What Dangers does the Vulnerability Impose?
According to Rapid7, once an attacker has access to a suitable repository, no admin privileges or interaction with other users are required. The risk is especially serious on default-configured deployments.
Gogs ships with open registration enabled by default and no limit on repository creation. This indicates that an unauthenticated attacker can create an account, open a repository, and then trigger the exploit chain without help from other users.
Reportedly, the vulnerability exposed more than 2,400 Gogs servers online, mainly across Asia and Europe. Alongside that, it has exposed over 1,000 IP addresses with a Gogs fingerprint. The flaw is majorly affecting inter-facing installations that attackers could reach.
Has Gogs Released a Patch for the Zero-Day Flaw?
Rapid7 reflects in the published research on the zero-day vulnerability that Gogs had not released a patch yet.
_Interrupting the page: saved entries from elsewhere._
PR #5, opened 2014-06-05
Add Constraints dictionary to Terminology.

anssiko:


anssiko:
This is an editorial fix, so I'll merge without review.

PR #6, opened 2014-06-06
Add an Introduction section; clarify 'depth stream' and 'depth track' in the Terminology section.

anssiko:


index.html
```diff
@@ -118,13 +128,12 @@
         type is defined in [[!typedarray]].
       </p>
       <p>
-        A <dfn>depth stream</dfn> is an abstraction of a data stream that
-        represents the distance between the camera and the subject for each
-        point of the image.
+        A <dfn>depth stream</dfn> is a <a><code>MediaStream</code></a> object
+        that contains one of more <a>depth track</a>s.
```
robman: I think on line 132 "one of more" should be "one or more".

PR #14, opened 2014-08-21
First stab at DepthData interface and CanvasRenderingContext2D extensions.

anssiko:


huningxin:
@anssiko , thanks for the pull!

index.html
```diff
@@ -232,20 +236,104 @@
...
+            -
+          </dd>
+          <dt>
+            readonly attribute unsigned long height
+          </dt>
+          <dd>
+            -
+          </dd>
+          <dt>
+            readonly attribute ArrayBufferView data
```
huningxin: Can we use Uint16Array here?

index.html
```diff
@@ -232,20 +236,104 @@
...
+          </dd>
+        </dl>
+        <p>
+          New <code><a>DepthData</a></code> objects MUST be initialised so that
+          their <code>width</code> attribute is set to the number of entries
+          per row in the <a>depth data</a>, their <code>height</code> attribute
+          is set to the number of rows in the <a>depth data</a>, and their
+          <code>data</code> attribute, except where an existing array is
+          provided, is initialised to a new <code>ArrayBufferView</code>
+          object.
```
huningxin: Maybe, we need to say something about the layout of data. Say data[x \* width + y] represents the depth value at position (x, y).

index.html
```diff
@@ -232,20 +236,104 @@
...
-            separate attribute to the ImageData for the Uint16Array type
-            without the need to patch the Canvas spec.
+            (Please note, that we may need to file bugs against [[!2DCONTEXT2]]
+            to add extension points this extension specification can hook into
+            to avoid monkey patching.)
           </p>
         </div>
+        <dl class="idl" title="[Constructor(unsigned long sw, unsigned long sh),
+ Constructor(ArrayBufferView data, unsigned long sw, optional unsigned long sh),
+ Exposed=Window,Worker] interface DepthData">
```
huningxin, line 272: Do we consider to add some meta data, such as `unit`, in the DepthData interface? As Benjamin mentioned.

index.html
anssiko: I changed ArrayBufferView into Uint16Array type.

I was thinking that for future-proofing (e.g. to allow Uint32Array usage in the future, as suggested by Benjamin at http://lists.w3.org/Archives/Public/public-media-capture/2014Aug/0102.html) we'd use ArrayBufferView similarly to e.g. WebSocket's send() does. But I think it makes the spec simpler if we use the Uint16Array type instead.

We can overload the constructor in future revisions of the spec, if the need arises.

index.html
anssiko: I added prose to the spec. HTML Canvas 2D Context spec defines this for RGB, so I adapted that prose to fit the data model used for depth data.

index.html
anssiko, line 272: I added CameraParameters interface that encapsulates this metadata. I added an issue to the spec too outlining some open issues.

anssiko:
@huningxin Please review the updated PR. If no major issues, I'll merge and we can ping the group for review.

Thanks for your review!

huningxin:
LGTM. Thanks so much!

PR #15, opened 2014-09-04
Update getusermedia.html ED references.

anssiko:


anssiko:
Since this is an editorial change, I'll merge without review.

PR #19, opened 2014-09-22
Add releases/FPWD snapshot.

anssiko:


anssiko:
This is the First Public Working Draft snapshot proposal (.src.html is the ReSpec source, .html the HTML snapshot) to be used for publication, assuming a publication date 02 October 2014.
- Pubrules (http://www.w3.org/2005/07/pubrules) - pass
- Link Checker (http://validator.w3.org/checklink) - pass, except some broken fragments that are expected

PR #24, opened 2014-10-08
Add 'Participate' header with pointers to ML and GH.

anssiko:


anssiko:
@huningxin @robman This is to make it easier for people outside the TF to participate too.

huningxin:
LGTM. Thanks for this PR.

PR #33, opened 2014-11-14
setting up Travis CI

dontcallmedom:
See http://lists.w3.org/Archives/Public/spec-prod/2014OctDec/0067.html and http://lists.w3.org/Archives/Public/spec-prod/2014OctDec/0076.html for context


huningxin:
LGTM. Thanks.

PR #35, opened 2014-11-25
Add WebGLRenderingContext interface section.

huningxin:


huningxin:
@anssiko @robman , please take a look. Thanks!

huningxin:
@anssiko @robman , any comments?

anssiko:
LGTM. We may want to add a note noting this section is informative, since the WebGLRenderingContext is defined in a Khronos spec, and thus this spec cannot impose normative requirements upon interfaces defined in that spec.

Created a new issue for that https://github.com/w3c/mediacapture-depth/issues/46

PR #54, opened 2015-01-23
Minor update to the 2d canvas example.

robman:


anssiko:
@robman LGTM. Thanks! Does this example pass JSLint now?

PR #58, opened 2015-01-23
An update to CameraIntrinsics to align with mediacapture-main.

anssiko:
@robman @ningxin I made some updates, please review. Updated the IDL and prose since dictionaries are a bit different in terms of WebIDL from interfaces. This is the typical boilerplate that is used for dictionaries.

### DIFF
--- a/index.html
+++ b/index.html
@@ -362,50 +362,52 @@
       </section>
       <section>
         <h2>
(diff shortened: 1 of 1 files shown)


anssiko:
Closed via https://github.com/w3c/mediacapture-depth/pull/59

PR #62, opened 2015-01-23
Add 'Changes since FPWD' to SoTD section.

anssiko:
@ningxin @robman Here's the changes since based on your feedback. I'll merge this right away without review -- we can update it in subsequent commits if needed.

### DIFF
--- a/index.html
+++ b/index.html
@@ -84,6 +84,54 @@
     </section>
     <section id='sotd'>
       <p>
+        The following changes were made since the
+        <a href="http://www.w3.org/TR/2014/WD-mediacapture-depth-20141007/">
+        W3C First Public Working Draft 07 October 2014</a>:
+      </p>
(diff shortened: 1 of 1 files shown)


huningxin:
LGTM. Thanks for the PR.

One thing we might need to do is to notify WebGL community that we don't need https://www.khronos.org/registry/webgl/extensions/proposals/WEBGL_texture_from_depth_video/ and probably send a PR WebGL repo to remove it. 

@anssiko @robman , WDYT?

anssiko:
@huningxin Let's do that once we've released WD1. Rather than remove, I'd like to include a visible note stating the extensions is not longer considered active work. That is the practice that W3C prefers, I'd guess Khronos too.

huningxin:
Understood and thanks for the explanation.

The issue remained unfixed by late May, even after Gogs maintainers were notified about the flaw on March 17, 2026.
The flaw arrived after CISA already added a separate Gogs vulnerability, CVE-2025-8110, to its Known Exploited Vulnerabilities catalog earlier this year. Such incidents show that Gogs has been a repeated target for real-world exploitation.
What Should Security Teams Do?
Security teams must disable open registration and restrict repository creation until a fix is released. Furthermore, they must review whether ‘Rebase before merging’ is enabled and check the logs for suspicious pull request activity or branch names.
The exploit can be automated and may leave behind an HTTP 500 error and a corrupted repository state after execution. So, staying alert and adopting precautionary measures will help keep servers safe.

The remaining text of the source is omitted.